I have seen studies suggesting similar things before. this study suggests that the usefulness of nerve conduction testing may be questionable for NA because some of the lesions may be at the nerve roots and not at the plexus sites. This could be why my nerve conduction tests were not really that much of a help to me. My insurance covered them back then. Not now.

http://journals.lww.com/ajpmr/Abstract/2009/11000/Sensory_Nerve_Conduction_Studies_in_Neuralgic.9.aspx

Social Security Disability with Neuralgic Amyotrophy

http://www.injury-and-disability.com/2010/11/parsonage-turner-syndrome-and-social-security-disability-benefits.html

This site suggests that a NA sufferer successfully negotiated the rigors of the Social Security Disability system to be granted disability status. Originally they were declined, but an ALJ Judge decided the combination of impairments with the side effects of required drugs created a disability.

More tremor and twitching comments

A while back, I had noticed that my tremor had returned to particularly my right hand. This was especially noticed while holding a cup of coffee, or even later at rest after setting down the cup. Red flag, I know- at rest tremor can usually mean Parkinson’s and that does concern me. And, I have to admit, the possibility I have MS still is a concern too. So many overlapping symptoms, how do you pick what is right, or what to ignore? Is there a doctor in the house? Seriously, if there is and you would like to add your comments- or email me?

You might ask why I do not ask my own doctor, and if that concerns you- I will say “been there, done that, where is my t-shirt? “ Doctors I have run in to either do not know much about this, or are not willing to say what they really think once a test comes back. Besides that, the days of my good insurance coverage are done. My current insurance is poor to say the least, but I have to have something, don’t I?

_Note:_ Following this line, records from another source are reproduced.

PR #4746, opened 2022-01-30
Add "use show-precompilation" as a pragma

lizmat:
Activates the RAKUDO_PRECOMPILATION_PROGRESS environment variable,
perhaps making this feature a little more rememberable / accessible.

### DIFF
--- a/lib/show-precompilation.rakumod
+++ b/lib/show-precompilation.rakumod
@@ -1,0 +1,6 @@
+# The sole purpose of this module is to make it easier to activate the
+# logic for showing precompilation progress.
+
+%*ENV<RAKUDO_PRECOMPILATION_PROGRESS> = 1;
+
+# vim: expandtab shiftwidth=4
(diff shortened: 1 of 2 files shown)


niner:
When would it be appropriate to use this? What problem does it solve?

lizmat:
In my particular case, whenever I run a script and I start wondering why it takes so long.

I know some people have asked for the `SHOW_PRECOMPILATION_PROGRESS` feature: this just makes it easier to remember and access.

ugexe:
Generally I'd expect helper type code to fix common issues a common raku programmer has. If the reason no one has used `RAKUDO_PRECOMPILATION_PROGRESS` then this is demonstrably because a fair sampling of people can't remember the env name then this would make sense. However I suspect `RAKUDO_PRECOMPILATION_PROGRESS` is not being used enough to (imo) warrant additional exposed api.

Back to the tremor, this seems to come and go just like the twitches and- well, I was going to say my strength, but recently my strength has failed to return as it had been. I must be lazy. You know, I was just on a site NeuroTalk Support Groups where I noticed a MS sufferer talking of fatigue that got worse at the end of the day, or worse when stressed and made others suggest that she was lazy. I have gotten that too, from doctors. This is another reason I seem to not value what they think about my condition at this point. Anyway, as I was saying about tremor, it has come and gone.

First, I thought that Propranolol was helping, but no matter how I increased the dose, tremor would still break through. Then, when I dropped that I thought it had been zapped by magnesium. That worked at first and also seemed to increase my strength. Now that has stopped also. What now? Well, a couple of weeks ago during my tremor increase; I noticed pain at the side of my neck. I thought, here we go again. I thought of breaking into my prednisone stash but it is limited. I decided to first try DHEA (see http://en.wikipedia.org/wiki/Dehydroepiandrosterone). So far, I have seen the pain in my neck disappear first, and rapidly following my hand tremor. Why? Who knows? It is probably only a coincidence. But my arms also shake less when I use them. None of it makes any sense.